Exercise goal
In the records, each line holding "looking" must be reported.

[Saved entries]
PR #1350, opened 2025-09-05
refactor: remove Endless Mode, move Daily Run to "New Game"

DayKev:
- Obsolete Endless Mode removed from the game.
- "Daily Run" option moved to "New Game" submenu.

Implementing the plan to remove endless mode.

All code related to endless mode is hopefully removed (there's some stuff in the force switch move/ability code that was untouched due to being removed by a different PR).

The option to start a new Daily Run was moved to the "New Game" submenu.

## Checklist


innerthunder (dismissed):

src/data/mystery-encounters/utils/encounter-phase-utils.ts
```diff
@@ -1062,9 +1062,6 @@ export function calculateMEAggregateStats(baseSpawnWeight: number) {
           currentBiome = biomeLinks[currentBiome] as BiomeId;
         } else if (i % 50) {
           currentBiome = globalScene.generateRandomBiome(i);
-        } else {
-          // Special logic for endless mode
-          currentBiome = BiomeId.END;
```
MokaStitcher, line 1075: should the `if (i%50)` just be replaced by an `else`? I think the check was only here because endless did a thing every 50 wave, and it shouldn't be needed anymore

src/data/splash-messages.ts
```diff
@@ -144,7 +144,6 @@ const commonSplashMessages = [
   "betterNerfGreninja",
   "inCaseOfUpdateClearYourCache",
   "insertTextHere",
-  "endingEndlessNotFound",
```
MokaStitcher, line 147: hm. should we make a locale repo PR as well to remove endless related keys?

src/game-mode.ts
```diff
@@ -327,17 +291,13 @@ export class GameMode implements GameModeConfig {
       case GameModes.CHALLENGE:
       case GameModes.DAILY:
         return isBoss ? 6 : 18;
-      case GameModes.ENDLESS:
-        return isBoss ? 4 : 12;
     }
   }
 
   getName(): string {
```
MokaStitcher, line 297: ugh, why is there `getName` and a static `getModeName`. This one should probably call the other to avoid having to maintain both I think? (assuming the other is needed)

src/enums/unlockables.ts
```diff
@@ -1,5 +1,5 @@
 export enum Unlockables {
-  ENDLESS_MODE,
+  CLASSIC_CLEAR,
```
MokaStitcher: This should be renamed `CHALLENGE_MODE` imo, a classic clear is not exactly an unlockable, especially considering the mini black hole is also unlocked by clearing classic

src/phases/unlock-phase.ts
```diff
@@ -1,9 +1,21 @@
...
-import type { Unlockables } from "#enums/unlockables";
-import { getUnlockableName } from "#system/unlockables";
+import { GameModes } from "#enums/game-modes";
+import { Unlockables } from "#enums/unlockables";
 import i18next from "i18next";
 
+function getUnlockableName(unlockable: Unlockables) {
+  switch (unlockable) {
+    case Unlockables.CLASSIC_CLEAR:
+      return `${GameMode.getModeName(GameModes.CHALLENGE)} Mode`;
```
MokaStitcher: Dunno where this is used in game at the moment, but this is not proper localizing. This needs a dedicated key if there is none (good opportunity to also remove the endless localization keys).

src/data/splash-messages.ts
DayKev: We need to figure out what we want to do with the locales, we don't have any of the last like 9 months worth of work that's been done to improve them.

src/enums/unlockables.ts
DayKev: Ah, hm. It's weird that they're separate then since they're unlocked by the same thing (and previously this was used for both challenge and endless mode...).
It should probably not be a list of unlockable things, but rather a list of events that unlock things.

src/game-mode.ts
DayKev: I think I'll move the static method to a helper function, and then this method can call the helper function with `this.modeId` as the parameter.

src/data/mystery-encounters/utils/encounter-phase-utils.ts
DayKev: Hmm, probably.

src/phases/unlock-phase.ts
DayKev: That's how it was originally lol.

innerthunder: I do think this should be localized, but to keep things organized I'd say keep it separate from whatever we decide to do with unused/outdated locale keys

PR #1351, opened 2025-09-06
ai-rework: Add Effect Scores for Terrain- and Weather-changing effects

innerthunder:

The AI should now properly evaluate moves that can change the terrain or weather on the field, including:
- Rain Dance et al
- Defog
- Electric Surge et al
- Ice Spinner and Steel Roller

Part of the AI Rework.

- Added Effect Score overrides for the following attributes:
  - `ChangeWeatherAttr` (renamed from `WeatherChangeAttr`)
  - `ClearWeatherAttr`
  - `ChangeTerrainAttr` (renamed from `TerrainChangeAttr`)

  Effect Scores are calculated by computing each non-fainted Pokemon's "Terrain/Weather Benefit Score", which checks the Pokemon's type, ability, and moves for synergies to factor into the final score.
- Refactored `ClearTerrainAttr` to extend `ChangeWeatherAttr` (and in turn reuse its Effect Score methods).
- Reorganized some existing localization functions in `terrain.ts` and `weather.ts` to `utils/terrain-utils.ts` and `utils/weather-utils.ts`, respectively. These new files also include some helper functions for AI move scoring.

## How to test the changes?

- [x] `pnpm typecheck`
- [x] `pnpm depcruise`
- [x] `pnpm test:silent`
  - Some unrelated tests seem to be flaky; this will be resolved within the `ai-rework` branch

- `sunny-day`
- `rain-dance`
- `sandstorm`
- `snowscape`
- `misty-terrain`
- `electric-terrain`
- `grassy-terrain`
- `psychic-terrain`
- `defog` (added tests for terrain removal)

## Checklist

### DIFF
--- a/src/constants/ability-constants.ts
+++ b/src/constants/ability-constants.ts
@@ -1,6 +1,7 @@
 /* biome-ignore-start lint/correctness/noUnusedImports: tsdoc imports */
 import type { Ability } from "#abilities/ability";
 import type { SuppressWeatherEffectAbAttr } from "#abilities/suppress-weather-effect-ab-attr";
+import type { WeatherType } from "#enums/weather-type";
 /* biome-ignore-end lint/correctness/noUnusedImports: tsdoc imports */
 
 import { AbilityId } from "#enums/ability-id";
@@ -81,4 +82,52 @@ export const POST_STAT_STAGE_REDUCTION_ABILITIES = Object.freeze<AbilityId[]>([
 export const RECOIL_DAMAGE_PREVENTION_ABILITIES = Object.freeze<AbilityId[]>([
   AbilityId.ROCK_HEAD,
   AbilityId.MAGIC_GUARD,
+]);
+
+/**
+ * Abilities that grant a benefit when {@link WeatherType.SUNNY | harsh sunlight}
+ * or {@link WeatherType.HARSH_SUN | extremely harsh sunlight} is in effect
+ */
+export const SUN_SYNERGY_ABILITIES = Object.freeze<AbilityId[]>([
+  AbilityId.CHLOROPHYLL,
+  AbilityId.SOLAR_POWER,
+  AbilityId.FLOWER_GIFT,
+  AbilityId.LEAF_GUARD,
+  AbilityId.PROTOSYNTHESIS,
+  AbilityId.FORECAST,
+]);
+
+/**
+ * Abilities that grant a benefit when {@link WeatherType.RAIN | rain}
+ * or {@link WeatherType.HEAVY_RAIN | heavy rain} is in effect
+ */
+export const RAIN_SYNERGY_ABILITIES = Object.freeze<AbilityId[]>([
+  AbilityId.SWIFT_SWIM,
+  AbilityId.RAIN_DISH,
+  AbilityId.DRY_SKIN,
+  AbilityId.HYDRATION,
+  AbilityId.FORECAST,
+]);
+
+/**
+ * Abilities that grant a benefit when a {@link WeatherType.SANDSTORM | sandstorm}
+ * is in effect
+ */
+export const SAND_SYNERGY_ABILITIES = Object.freeze<AbilityId[]>([
+  AbilityId.SAND_FORCE,
+  AbilityId.SAND_RUSH,
+  AbilityId.SAND_VEIL,
+  AbilityId.MAGIC_GUARD,
+  AbilityId.OVERCOAT,
+]);
+
+/**
+ * Abilities that grant a benefit when {@link WeatherType.HAIL | hail}
+ * or {@link WeatherType.SNOW | snow} is in effect
+ */
+export const SNOW_SYNERGY_ABILITIES = Object.freeze<AbilityId[]>([
+  AbilityId.ICE_BODY,
+  AbilityId.SNOW_CLOAK,
+  AbilityId.SLUSH_RUSH,
+  AbilityId.ICE_FACE,
 ]);
--- a/src/constants/ability-constants.ts
+++ b/src/constants/ability-constants.ts
@@ -88,46 +88,37 @@ export const RECOIL_DAMAGE_PREVENTION_ABILITIES = Object.freeze<AbilityId[]>([
  * Abilities that grant a benefit when {@link WeatherType.SUNNY | harsh sunlight}
  * or {@link WeatherType.HARSH_SUN | extremely harsh sunlight} is in effect
  */
-export const SUN_SYNERGY_ABILITIES = Object.freeze<AbilityId[]>([
-  AbilityId.CHLOROPHYLL,
-  AbilityId.SOLAR_POWER,
-  AbilityId.FLOWER_GIFT,
-  AbilityId.LEAF_GUARD,
-  AbilityId.PROTOSYNTHESIS,
-  AbilityId.FORECAST,
-]);
+export const SUN_SYNERGY_ABILITIES = Object.freeze<Set<AbilityId>>(
+  new Set([
+    AbilityId.CHLOROPHYLL,
+    AbilityId.SOLAR_POWER,
+    AbilityId.FLOWER_GIFT,
+    AbilityId.LEAF_GUARD,
+    AbilityId.PROTOSYNTHESIS,
+    AbilityId.FORECAST,
+  ]),
+);
 
 /**
  * Abilities that grant a benefit when {@link WeatherType.RAIN | rain}
  * or {@link WeatherType.HEAVY_RAIN | heavy rain} is in effect
  */
-export const RAIN_SYNERGY_ABILITIES = Object.freeze<AbilityId[]>([
-  AbilityId.SWIFT_SWIM,
-  AbilityId.RAIN_DISH,
-  AbilityId.DRY_SKIN,
-  AbilityId.HYDRATION,
-  AbilityId.FORECAST,
-]);
+export const RAIN_SYNERGY_ABILITIES = Object.freeze<Set<AbilityId>>(
+  new Set([AbilityId.SWIFT_SWIM, AbilityId.RAIN_DISH, AbilityId.DRY_SKIN, AbilityId.HYDRATION, AbilityId.FORECAST]),
+);
 
 /**
  * Abilities that grant a benefit when a {@link WeatherType.SANDSTORM | sandstorm}
  * is in effect
  */
-export const SAND_SYNERGY_ABILITIES = Object.freeze<AbilityId[]>([
-  AbilityId.SAND_FORCE,
-  AbilityId.SAND_RUSH,
-  AbilityId.SAND_VEIL,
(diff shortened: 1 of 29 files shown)


src/utils/terrain-utils.ts
```diff
@@ -0,0 +1,165 @@
...
+    }
+  }
+}
+
+/**
+ * @param terrainType - The {@linkcode TerrainType} to check
+ * @returns A set of {@link AbilityId | IDs} for abilities that benefit from
+ * the given terrain type
+ */
+export function getTerrainSynergyAbilities(terrainType: TerrainType): Readonly<Set<AbilityId>> {
```
DayKev:
```suggestion
export function getTerrainSynergyAbilities(terrainType: TerrainType): ReadonlySet<AbilityId> {
```

src/utils/weather-utils.ts
```diff
@@ -0,0 +1,249 @@
...
+function getStrongWindsSynergyScore(elementalType: ElementalType): number {
+  return elementalType === ElementalType.FLYING ? 1 : 0;
+}
+
+/**
+ * @param weatherType - The {@linkcode WeatherType} to check
+ * @returns A set of {@link AbilityId | IDs} for abilities that benefit from
+ * the given weather type.
+ */
+export function getWeatherSynergyAbilities(weatherType: WeatherType): Readonly<Set<AbilityId>> {
```
DayKev:
```suggestion
export function getWeatherSynergyAbilities(weatherType: WeatherType): ReadonlySet<AbilityId> {
```

src/constants/ability-constants.ts
```diff
@@ -82,3 +83,42 @@ export const RECOIL_DAMAGE_PREVENTION_ABILITIES = Object.freeze<AbilityId[]>([
   AbilityId.ROCK_HEAD,
   AbilityId.MAGIC_GUARD,
 ]);
+
+/**
+ * Abilities that grant a benefit when {@link WeatherType.SUNNY | harsh sunlight}
+ * or {@link WeatherType.HARSH_SUN | extremely harsh sunlight} is in effect
+ */
+export const SUN_SYNERGY_ABILITIES = Object.freeze<Set<AbilityId>>(
```
DayKev, line 91: Why use a set for these instead of an array?

src/field/pokemon.ts
```diff
@@ -2479,6 +2503,164 @@ export abstract class Pokemon extends Phaser.GameObjects.Container {
...
+   * @returns A decimal score approximating the Pokemon's potential synergy with the given weather
+   */
+  public getWeatherBenefitScore(weatherType: WeatherType, estimate: boolean = false): number {
+    const typeScore = this.getTypes(true, true).reduce(
+      (score, elemType) => score + getWeatherTypeSynergyScore(weatherType, elemType),
+      0,
+    );
+
+    // TODO: This ability check doesn't account for ability suppression
+    const abilities = this.getAbilities({ revealedOnly: estimate });
```
MokaStitcher, line 2523: is something preventing us from adding `canApplyOnly: true` to the options here to exclude suppressed abilities?

src/field/pokemon.ts
```diff
@@ -2479,6 +2503,164 @@ export abstract class Pokemon extends Phaser.GameObjects.Container {
...
+      return 0;
+    }
+
+    const typeScore = this.getTypes(true, true).reduce(
+      (score, elemType) => score + getTerrainTypeSynergyScore(terrainType, elemType),
+      0,
+    );
+
+    // TODO: This ability check doesn't account for ability suppression
+    const abilities = this.getAbilities({ revealedOnly: estimate });
```
MokaStitcher, line 2561: same

src/field/pokemon.ts
```diff
@@ -2479,6 +2503,164 @@ export abstract class Pokemon extends Phaser.GameObjects.Container {
...
+   * Calculates a score to measure how much this Pokemon benefits from the
+   * given type of weather. The final score consists of three components:
+   * - An assigned score for the Pokemon's type(s) according to {@linkcode getWeatherTypeSynergyScore}.
+   * - (+1) for each Ability the Pokemon has (and can apply) that benefits from the weather.
+   * - (+0.5) for each Move the Pokemon knows that benefits from the weather.
+   * @param weatherType - The {@link WeatherType | type} of weather to evaluate this Pokemon against
+   * @param estimate - If `true`, limits checked abilities and moves to those revealed in battle
+   * @returns A decimal score approximating the Pokemon's potential synergy with the given weather
+   */
+  public getWeatherBenefitScore(weatherType: WeatherType, estimate: boolean = false): number {
```
MokaStitcher, line 2516: are there other AI specific functions in the Pokemon class? I wonder if it should be here or in utils along with `getWeatherTypeSynergyScore` (same with getTerrainBenefitScore)

test/ai/move-effect-scores/misty-terrain.test.ts
```diff
@@ -0,0 +1,97 @@
...
+
+    const enemy = game.field.getEnemyPokemon();
+    expect(enemy).toPreferSelectingMove(MoveId.MISTY_TERRAIN);
+  });
+
+  it("should be strongly preferred when the player has multiple Dragon-type Pokemon", async () => {
+    await game.classicMode.startBattle(SpeciesId.AXEW, SpeciesId.GIBLE, SpeciesId.BAGON);
+
+    const enemy = game.field.getEnemyPokemon();
+    expect(enemy).toNeverSelectMove((move) => move.id !== MoveId.MISTY_TERRAIN);
```
MokaStitcher, line 55: would it make sense to have `toAlwaySelectMove` util, or am I misunderstanding something?

~~I wonder if we should have at least one of these terrain/weather tests do stuff with double battles to test that it is indeed looking at allies and not just the user~~ edit: no clue how this remark ended up here

test/ai/move-effect-scores/psychic-terrain.test.ts
```diff
@@ -0,0 +1,112 @@
...
+
+  it("should not be preferred when no synergies are on the field", async () => {
+    await game.classicMode.startBattle(SpeciesId.FEEBAS);
+
+    equalizeSpd();
+    const enemy = game.field.getEnemyPokemon();
+    expect(enemy).not.toPreferSelectingMove(MoveId.PSYCHIC_TERRAIN);
+  });
+
+  it("should be preferred when the user is Psychic-type", async () => {
```
MokaStitcher, line 48: just to be sure, when those tests say "user" it actually is "user or its ally"?

test/ai/move-effect-scores/sandstorm.test.ts
```diff
@@ -0,0 +1,110 @@
...
+
+    await game.classicMode.startBattle(SpeciesId.AVALUGG);
+
+    const enemy = game.field.getEnemyPokemon();
+    expect(enemy).toPreferSelectingMove(MoveId.SANDSTORM);
+  });
+
+  // Ground and Steel are penalized less, so Sandstorm is discouraged, but not avoided.
+  // However, testing for "not preferring" Sandstorm may produce false positives (see "no synergy" test)
+  it.skip.each(typeTestCases)("should be avoided when the opponent is $typeName-type", async ({ testSpecies }) => {
```
MokaStitcher, line 59: what would we want to do in the future to no longer skip this test? Is the behavior as we want it, thus the test could be changed, or would the AI need to be updated?

src/constants/ability-constants.ts
innerthunder: These are only used for lookups, and `Set.has(X)` performs better than `Array.includes(X)`.

src/field/pokemon.ts
innerthunder: `canApplyOnly` would also check whether the ability's conditions are met, and a few of the weather-based abilities use conditions to enforce them only applying in certain weather types. If the option were enabled, those abilities wouldn't be accounted for when evaluating a change to their respective weather type.

src/field/pokemon.ts
innerthunder: The Pokemon class also includes functions related to Attack Score and Matchup Score. I'm also planning on using this score in MUS calculations in a future PR.

test/ai/move-effect-scores/misty-terrain.test.ts
innerthunder: I could add an alias, I suppose. That would also apply to tests outside of this PR, though.

test/ai/move-effect-scores/sandstorm.test.ts
innerthunder: The Rock-type test suggests that the penalty is applying correctly. The problem is that the penalty for an opposing Ground/Steel-type is 50%(-1), which (A) isn't enough of a penalty for the AI to never use the move, and (B) doesn't change the AI's "preferences" compared to a no-synergy battle state (it'd rather use Tackle regardless).

We'd either have to adjust the penalty to (-1) or more or change the test so that it somehow compares results to the no-synergy state

src/field/pokemon.ts
MokaStitcher: ugh

test/ai/move-effect-scores/psychic-terrain.test.ts
MokaStitcher: "I wonder if we should have at least one of these terrain/weather tests do stuff with double battles to test that it is indeed looking at allies and not just the user"

This ended up on another comment for some reason, but is meant to be here I think

MokaStitcher (approved):

test/ai/move-effect-scores/psychic-terrain.test.ts
innerthunder: I added tests to `sunny-day` and `misty-terrain` for double battles and challenges. The double battle tests only cover type synergies, but it should be enough to show that scoring applies to all allies and enemies

src/data/moves/move-attrs/change-terrain-attr.ts
```diff
@@ -0,0 +1,61 @@
...
+  public override getCondition(): MoveConditionFunc | null {
+    return (_user, _target, _move) => !globalScene.arena.hasTerrain(this.terrainType);
+  }
+
+  /**
+   * @returns An Effect Score based on how much the user's non-fainted party benefits
+   * from the Terrain to set compared to the opponents' benefit.
+   */
+  public override getEffectScore(user: EnemyPokemon, _target: Pokemon, _move: Move): number {
+    const currentTerrain = globalScene.arena.terrain?.terrainType ?? TerrainType.NONE;
```
DayKev, line 36: Oh I missed this the first time, this should be `const currentTerrain = globalScene.arena.getTerrainType();`

DayKev: Actually I'm gonna make a few changes to `Arena` wrt this (the matching weather one is missing too) so don't worry about it.

PR #464, opened 2020-06-04
fix margins on a task that does not use mormal panes

### LINKED ISSUE #303: Spacing is off on model internals
image

https://demo.allennlp.org/masked-lm

Note that the model internals but up against the vertical bar instead of having the appropriate amount of padding.

jonborchardt:
fixes #303


jonborchardt:
before: 
image

after:
image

Completed exercise
~~I wonder if we should have at least one of these terrain/weather tests do stuff with double battles to test that it is indeed looking at allies and not just the user~~ edit: no clue how this remark ended up here
MokaStitcher: "I wonder if we should have at least one of these terrain/weather tests do stuff with double battles to test that it is indeed looking at allies and not just the user"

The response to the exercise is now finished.